> [Exercise data]:
....

PR #57, opened 2016-08-10
adding byteArrayFormat and byteFormat backed by AttributeValues' Byte…

drocsid:
…Buffer

https://github.com/guardian/scanamo/issues/55

https://github.com/guardian/scanamo-scrooge/issues/4

### DIFF
--- a/src/main/scala/com/gu/scanamo/DynamoFormat.scala
+++ b/src/main/scala/com/gu/scanamo/DynamoFormat.scala
@@ -177,17 +177,16 @@ object DynamoFormat extends DerivedDynamoFormat {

....

Write out every record shown above, word for word.

PR #57, opened 2016-08-10
adding byteArrayFormat and byteFormat backed by AttributeValues' Byte…

drocsid:
…Buffer

https://github.com/guardian/scanamo/issues/55

https://github.com/guardian/scanamo-scrooge/issues/4

### DIFF
--- a/src/main/scala/com/gu/scanamo/DynamoFormat.scala
+++ b/src/main/scala/com/gu/scanamo/DynamoFormat.scala
@@ -177,17 +177,16 @@ object DynamoFormat extends DerivedDynamoFormat {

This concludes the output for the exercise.